I did little the first month I was home. When I felt it was time, I emerged from the house and bought three puzzle sets of disparate difficulty. When it was late at night and I was too tired to write anymore, I went to my desk and sorted out puzzle pieces until four in the morning. Some people prefer mornings. I prefer the late nights, when there is nothing, not even sunlight, to disrupt my thoughts.
Now that I am back at school, I don’t really have time to do puzzles. One night, however, I saw passed a girl in the dining hall working alone on a circular puzzle. She was gone by the time I came back, but I was glad to see that the puzzle was still there. The circular borders had just been pieced together.

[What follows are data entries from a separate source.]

PR #2474, opened 2024-06-27
merge all params into ReshapeReduction suite

liqiangxl:
**Issue:** Test function `reductionViewAddFusion` still loops over `has_implicit_broadcast = {true, false}`
**Fix:** move `has_implicit_broadcast` from test function to paras
**Further clean up:**
merged `ReshapeBeforeReduction` and `ReshapeAfterReduction` into `ReshapeReduction` by changing the para to:
```
struct ReshapeReductionParam {
  ReshapeExample reshape_example;
  bool has_implicit_broadcast;
  bool reshape_before_reduction;
};
```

Slowly, I put away my coat and sat into the chair, feeling like a traveler who had just arrived home. My goal was to finish the entire puzzle. By midnight I had put together a third of it, but it was time for me to go. There was an anatomy quiz tomorrow, and I had a far bigger and more complex puzzle to study before the morning came. Besides, the night guard would have sent me to bed by this time anyways if I were back in the hospital. And so I left, patting myself on the back for all those pieces I managed to put together.
Two days later, I saw that someone else had finished the puzzle in the dining hall. There was something wholesome in seeing the circle in its completion. I smiled and wondered if it was the same girl who put in the last piece. If it was her, I hoped that she found whatever she was seeking and that when the final picture came together, it was beautiful.